> **Task brief**:
Filter out all lines without the word "responses" from the data below, please, and copy the rest.

(Data items)

PR #21423, opened 2022-05-24
connect: not doing delay close for CONNECT responses

alyssawilk:
Not doing delay close for CONNECT responses as they frame by connection close.

Risk Level: low
Testing: improved integration tests
Docs Changes: n/a
Release Notes: inline
runtime guard: envoy.reloadable_features.no_delay_close_for_upgrades


source/common/http/http1/codec_impl.cc
```diff
@@ -295,8 +295,8 @@ void StreamEncoderImpl::endEncode() {
   flushOutput(true);
   connection_.onEncodeComplete();
   // With CONNECT or TCP tunneling, half-closing the connection is used to signal end stream.
-  if (connect_request_ || is_tcp_tunneling_) {
-    connection_.connection().close(Network::ConnectionCloseType::FlushWriteAndDelay);
+  if (connect_request_ || is_tcp_tunneling_ || is_response_to_connect_request_) {
+    connection_.connection().close(Network::ConnectionCloseType::FlushWrite);
```
mattklein123, line 299: Can you add some comment trail here on why we are using flush write without delay and we used to do the delay? It's not immediately clear to me.

source/common/http/conn_manager_impl.cc
```diff
@@ -251,7 +251,8 @@ void ConnectionManagerImpl::doEndStream(ActiveStream& stream) {
   bool connection_close = stream.state_.saw_connection_close_;
   bool request_complete = stream.filter_manager_.remoteDecodeComplete();
 
-  checkForDeferredClose(connection_close && (request_complete || http_10_sans_cl));
+  checkForDeferredClose((connection_close && (request_complete || http_10_sans_cl)) ||
+                        stream.state_.is_tunneling_);
```
mattklein123, line 255: Can you add some comments here on the various conditions? It's kind of complicated now and hard to quickly parse.

mattklein123 (changes requested):
Thanks for fixing. Mostly a request for more comments which I can then read to make sure I actually understand. :)

/wait

source/common/http/conn_manager_impl.cc
mattklein123: OK I think I'm roughly following you here. I could go either way, but I would request:
1) More comments here for those that aren't as well versed in all things CONNECT
2) Release note
3) It seems like this should probably be guarded, but I will defer to your opinion on how risky this is.

mattklein123 (approved):
Thanks!

mattklein123:
Sorry looks like this needs a main merge.

/wait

> **Answer to this task**:
connect: not doing delay close for CONNECT responses
Not doing delay close for CONNECT responses as they frame by connection close.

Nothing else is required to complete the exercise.